“The World Atlas of Gin” by Joel Harrison and Neil Ridley (Octopus Publishing, $34.99)
This could be a textbook for a university class entitled Gin 101, only it’s a keeper that you wouldn’t sell back to the bookstore at the end of the semester. Spirits writers Harrison and Ridley dive deep into the 500-year-old juniper-led spirit. Then, they take the reader on a country-by-country exploration of spirits worth trying. You’ll learn a lot about tasting in the botanicals section, with a flavor map and illustrated guide to botanicals commonly used to make gin.
Credit: Angela Hansberger
Credit: Angela Hansberger
“Wine Simple: A Totally Approachable Guide From a World-Class Sommelier” by Aldo Sohm and Christine Muhlke (Clarkson Potter, $32.50)
This illustrated guide is chock-full of fun illustrations and infographics explaining what wine is, how to drink it, how to pair it with food, and how to evolve your palate. Sohm, a James Beard Award winner and wine director at New York’s Le Bernadin, and Bon Appetit editor Muhlke wittily take you from the fundamentals of wine to how to saber a Champagne bottle. Their thesis: Buy what you like. If you don’t quite know what that is, this book will help you figure it out.

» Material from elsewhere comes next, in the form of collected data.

PR #309, opened 2018-10-18
Add m4 macro dir

jcpunk:
This silences the suggestion to add the m4 macrodir automatically created by autotools.


timsifive:
That looks like a good change, but really has nothing to do with RISC-V. Instead of sending them here, can you contribute them to OpenOCD mainline? They will then filter down to this branch. Instructions on contributing to OpenOCD are at http://openocd.org/doc-release/doxygen/patchguide.html.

“Schofield’s Fine and Classic Cocktails: Celebrated Libations and Other Fancy Drinks” by Joe and Daniel Schofield (Kyle Books, $19.99)
The Schofield brothers, world-class bartenders, serve us a straight-up cocktail book, succinct but comprehensive. They fit 100 classic recipes and a few contemporary riffs into a classy tome, arranged alphabetically, with history of the drink and maker. Lush photography captures the essence of each tipple. Do you shake this one, or stir it? The Schofields explain their preferred method, why, and how slight variations can create a brand new cocktail.

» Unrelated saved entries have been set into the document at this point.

PR #311, opened 2018-10-19
Old fixes from June

cgsfv:


src/rtos/riscv_debug.c
```diff
@@ -124,7 +124,12 @@ static int riscv_gdb_thread_packet(struct connection *connection, const char *pa
 			return ERROR_OK;
 		}
 
-		if (strcmp(packet, "qC") == 0) {
+		if (strncmp(packet, "qTStatus", 8) == 0) {
```
timsifive: Why strncmp() instead of strcmp()? qTStatus doesn't appear to take any arguments (https://sourceware.org/gdb/current/onlinedocs/gdb/Tracepoint-Packets.html)

src/rtos/riscv_debug.c
```diff
@@ -124,7 +124,12 @@ static int riscv_gdb_thread_packet(struct connection *connection, const char *pa
...
+			gdb_put_packet(connection, "T0", strlen("T0"));
```
timsifive: The other code in gdb_server.c all uses 2 instead of strlen("T0"), so I'd mimic that. (Really there ought to be a gdb_put_string() function, but it's probably not the time to make that improvement.)

src/server/gdb_server.c
```diff
@@ -781,6 +781,10 @@ static void gdb_signal_reply(struct target *target, struct connection *connectio
 		gdb_connection->ctrl_c = 0;
 	}
 
+	char sig_reply_str[46];
+	memset(sig_reply_str, '\0', 46);
+	strncpy(sig_reply_str, sig_reply, 46);
+	LOG_DEBUG("signal reply: %s", sig_reply_str);
```
timsifive: Is this important, or just some temp code added when debugging?

src/target/riscv/batch.c
```diff
@@ -51,7 +51,7 @@ int riscv_batch_run(struct riscv_batch *batch)
 
 	keep_alive();
 
-	LOG_DEBUG("running a batch of %ld scans", (long)batch->used_scans);
+	LOG_DEBUG_IO("running a batch of %ld scans", (long)batch->used_scans);
```
timsifive: I'd be happier getting rid of these debug messages in the batch functions. It's easy enough to add them in if there turns out to be an issue with this code, but it's been very stable.

src/target/riscv/batch.c
```diff
@@ -135,15 +135,15 @@ void riscv_batch_add_nop(struct riscv_batch *batch)
...
+	LOG_DEBUG_IO("  added NOP with in_value=0x%p", field->in_value);
 }
 
 void dump_field(const struct scan_field *field)
 {
 	static const char * const op_string[] = {"-", "r", "w", "?"};
 	static const char * const status_string[] = {"+", "?", "F", "b"};
 
-	if (debug_level < LOG_LVL_DEBUG)
+	if (debug_level < LOG_LVL_DEBUG_IO)
```
timsifive: The dump_field() ones, however, I'd like to keep at LOG_LVL_DEBUG. This is the stuff I look at when something goes wrong and people send me debug logs. We're just about at the point where people have started to learn to run openocd with `-d` to get a debug log, but with this change those statements won't be included and they'll have to be retrained to use `-d4` instead.

src/target/riscv/riscv-013.c
```diff
@@ -1771,13 +1771,38 @@ static void write_to_buf(uint8_t *buffer, uint64_t value, unsigned size)
...
+		struct riscv_program program;
+		riscv_program_init(&program, target);
+		riscv_program_fence_i(&program);
+		riscv_program_fence(&program);
+		int result = riscv_program_exec(&program, target);
+		if (result != ERROR_OK)
+			LOG_DEBUG("Unable to execute pre-fence");
+	}
+
+	for (int i = 0; i < riscv_count_harts(target); ++i) {
```
timsifive, line 1788: What happens in this loop if one of the harts isn't halted?

timsifive: In `-rtos riscv` all other harts are probably halted, but in that case it seems like a lot of unnecessary work to execute fences on each hart.

This function is called at the beginning of read_memory_progbuf(), and the end of write_memory_progbuf(). What exactly is the problem we're trying to fix? The only one I can think of off the top of my head is to write through one hart, and then resume another which depends on the data written by the first. That could be fixed with way less overhead by adding a call to execute_fence() from riscv013_step_or_resume_current_hart().

src/target/riscv/riscv-013.c
```diff
@@ -3305,19 +3330,7 @@ int riscv013_dmi_write_u64_bits(struct target *target)
 
 static int maybe_execute_fence_i(struct target *target)
 {
-	RISCV013_INFO(info);
-	RISCV_INFO(r);
-	if (info->progbufsize + r->impebreak >= 2) {
```
timsifive, line 3310: By removing this check, you're always reporting an error on debug systems where you can't execute a fence, eg. because they don't have a Program Buffer. They already get a warning about this at https://github.com/riscv/riscv-openocd/blob/riscv/src/target/riscv/riscv-013.c#L1443.

src/target/riscv/riscv.c
```diff
@@ -1200,8 +1204,12 @@ int riscv_openocd_halt(struct target *target)
...
 	register_cache_invalidate(target->reg_cache);
 	if (riscv_rtos_enabled(target)) {
-		target->rtos->current_threadid = r->rtos_hartid + 1;
-		target->rtos->current_thread = r->rtos_hartid + 1;
+		if (r->rtos_hartid != -1) {
+			LOG_DEBUG("halt requested on RTOS hartid %d", r->rtos_hartid);
+			target->rtos->current_threadid = r->rtos_hartid + 1;
+			target->rtos->current_thread = r->rtos_hartid + 1;
+		} else
+			LOG_DEBUG("halt requested, but no known RTOS hartid");
```
timsifive, line 1212: Isn't this a WARNING at least?

src/target/riscv/riscv.c
```diff
@@ -1946,14 +1956,15 @@ int riscv_set_current_hartid(struct target *target, int hartid)
 	if (!target_was_examined(target))
 		return ERROR_OK;
 
+#if 0
```
timsifive: Seems a bit heavy-handed, but given that hopefully we'll switch away from `-rtos riscv` it might not be worth the effort to fix properly.

If we are removing this code, let's remove it instead of using `#if 0`.

src/target/riscv/riscv.c
```diff
@@ -2035,7 +2046,15 @@ int riscv_get_register_on_hart(struct target *target, riscv_reg_t *value,
 		int hartid, enum gdb_regno regid)
 {
 	RISCV_INFO(r);
+
+	if (hartid != riscv_current_hartid(target))
+		riscv_invalidate_register_cache(target);
+
 	int result = r->get_register(target, value, hartid, regid);
+
+	if (hartid != riscv_current_hartid(target))
```
timsifive, line 2045: I'm curious how the current hartid can not match the hartid of the last hart we read a register from.

src/target/startup.tcl
```diff
@@ -203,7 +203,6 @@ proc init_target_events {} {
 	foreach t $targets {
 		set_default_target_event $t gdb-flash-erase-start "reset init"
 		set_default_target_event $t gdb-flash-write-end "reset halt"
-		set_default_target_event $t gdb-attach "halt"
```
timsifive: I don't know what exactly happens in this file, but changing some generic startup that applies to all targets is impossible to test for regressions. We shouldn't do that. Even though I agree this "halt" should be a nop.

timsifive (commented):
Looks alright, but I have a bunch of comments/questions.

src/rtos/riscv_debug.c
palmer-dabbelt: I must have just been pattern matching from whatever else I did.

src/rtos/riscv_debug.c
palmer-dabbelt: OK.

src/server/gdb_server.c
palmer-dabbelt: it's probably just debug code.

src/target/riscv/batch.c
palmer-dabbelt: OK.

src/target/riscv/batch.c
palmer-dabbelt: OK.

src/target/riscv/riscv-013.c
palmer-dabbelt: This is necessary to prevent false-sharing errors on non-coherent systems.

src/target/riscv/riscv-013.c
palmer-dabbelt: IIRC I removed this warning because it was firing on systems I knew there was a progbuf and I just didn't want to deal with it at the time, but I might be wrong about that.

src/target/riscv/riscv.c
palmer-dabbelt: I don't think so: we're just reverting to the heuristics here, which IIRC trigger quite frequently.

src/target/riscv/riscv.c
palmer-dabbelt: I think this might be masking another issue, but I'm not sure.  If it's not then removing it seems fine.

src/target/riscv/riscv.c
palmer-dabbelt: My commit says "The 0.13 code now caches registers interally, so when reading registers on a different hart we need to invalidate the cache.", though I'm not sure how that's relevant.

src/target/startup.tcl
palmer-dabbelt: Makes sense.  I don't remember exactly why I did this, but it was probably some request to not implicitly halt under all conditions.

palmer-dabbelt:
@cgsfv I left some comments, if you have any more questions feel free to ask.

src/target/riscv/riscv.c
timsifive: Alright.

src/rtos/riscv_debug.c
timsifive: Use strcmp() instead of strncmp().

src/rtos/riscv_debug.c
timsifive: Use 2 instead of strlen("T0")

src/server/gdb_server.c
timsifive: Remove these 4 lines.

src/target/riscv/batch.c
timsifive: Remove the LOG_DEBUG messages that were changed to LOG_DEBUG_IO (except in dump_field() below).

src/target/riscv/batch.c
timsifive: Revert this change, so use LOG_LVL_DEBUG again.

src/target/riscv/riscv-013.c
timsifive: Let's put in these changes now, and file a new issue to track making it an option that should only be used on rare non-coherent systems.

src/target/riscv/riscv-013.c
timsifive: Let's leave this check, but inside of it call execute_fence() to get the new ultra-paranoid behavior.

src/target/riscv/riscv.c
timsifive: Remove the entire #if 0 block.

src/target/riscv/riscv.c
timsifive: Let's leave it for now. It should be a harmless check.

src/target/startup.tcl
timsifive: Keep the original version of this file.

src/target/riscv/riscv-013.c
```diff
@@ -3308,14 +3333,7 @@ static int maybe_execute_fence_i(struct target *target)
 	RISCV013_INFO(info);
 	RISCV_INFO(r);
 	if (info->progbufsize + r->impebreak >= 2) {
```
timsifive: This needs to >= 3 now that execute_fence() executes both a fence and a fence.i.

timsifive (changes requested):
This looks good, except for one tiny change.

timsifive (approved):

PR #313, opened 2018-10-22
Clean up fespi flashing code

timsifive:
These changes are all in response to the review I got when attempting to send this code upstream: http://openocd.zylin.com/#/c/4656/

“Sip: 100 Gin Cocktails With Only 3 Ingredients” by Sipsmith (Hachette, $19.99)
Sipsmith, the London pioneer of small-batch gin distillation since 1829, proves that cocktails need not be fussy to be delicious. This pretty tome, with gilt-edged pages, holds 100 recipes, each using Sipsmith London Dry Gin
as its base, plus two other easy-to-source ingredients. From the Fairfax, with London Dry over ice, to Great British Trifle, made with Dubonnet and Pedro Ximenez sherry, the recipes present the power of simplicity.

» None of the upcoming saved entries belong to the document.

PR #635, opened 2021-07-23
Added 'apt-get update' to snapshot workflow

JanMatCodasip:
This change fixes the snapshot workflow by adding 'apt-get update':

Before installing any packages via apt-get, the local package database needs to be updated.

### DIFF
--- a/.github/workflows/snapshot.yml
+++ b/.github/workflows/snapshot.yml
@@ -14,7 +14,9 @@ jobs:
       BUILD_DIR: ../build
     steps:
       - name: Install needed packages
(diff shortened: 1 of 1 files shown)


timsifive:
This looks right, but why aren't any automated checks running on this PR?

timsifive:
I think the checks aren't running because "on:" should also include pull_request.

timsifive (approved):

JanMatCodasip:
> This looks right, but why aren't any automated checks running on this PR?
> I think the checks aren't running because "on:" should also include pull_request.

It might also be related to the fact that the pull request came from a different (forked) repository, but I haven't investigated further.

PR #636, opened 2021-07-23
Perform these actions on pull requests, too.

timsifive:
Otherwise they don't happen if somebody makes a PR from a different
fork.

Change-Id: Ic09eb8a556e2dfbc0900e3df9f07cf7aff3d5309

### DIFF
--- a/.github/workflows/checkpatch.yml
+++ b/.github/workflows/checkpatch.yml
@@ -1,4 +1,4 @@
-on: push
+on: pull_request
 
 name: Check Code Style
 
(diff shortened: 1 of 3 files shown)


timsifive:
Now they happen twice. What?

timsifive:
OK, this looks better.

GregSavin (commented):
Any recommendations on where to read a 10000 foot level introduction to github actions?

timsifive:
When I try to figure out I usually google "github action <foo>". The documentation at https://docs.github.com/en/actions seems pretty complete, but doesn't really have a 10k foot view.

GregSavin (approved):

“The Art of the Cocktail” from the editors at Ilex (Hachette, $12.99)
Sommelier and drinks writer Anderson and illustrator Charlotte Trounce shake together colorful stories of famous artists and classic cocktails. The pages bring to life 50 themed drinks and twists on classics with vibrant artwork. A martini is presented Piet Mondrian-style, as Perfect Composition, likened to the master of restraint. Gin takes on Leonardo da Vinci’s style in a quiet, classic Negrona Lisa. Keep this one on the bar, or on a coffee table with art books. It fits either way.
“The Martini Cocktail: A Meditation on the World’s Greatest Drink, With Recipes” by Robert Simonson (10 Speed Press, $18.99)
The martini is gin, vermouth, an olive or a lemon twist, and lots of options and opinions. Journalist and historian Simonson uncovers the iconic drink’s fascinating history, and dispels many myths. From the first martini recipe, published in 1887, to modern versions, he writes of the bewitching power of the simple drink. There are 50 recipes, from Jerry Thomas’ Martinez, to variations like the Vesper and the Gibson. And, you can bet on commentary about shaken versus stirred.
“Natural Wine for the People: What it is, Where to Find it, How to Love it” by Alice Feiring (10 Speed Press, $18.99)
It may be compact, but inside the pages of her new book, James Beard Award winner Feiring concisely sums up what natural wine is, and why you should drink it. From explaining carbonic maceration to dispelling common myths — like, all natural wine is cloudy (not true) — the book is compelling in its directness, and essential in its listing of notable producers to seek out. You’ll be using terms like “biodynamic,” “sustainable” and “organic” like a pro after reading it.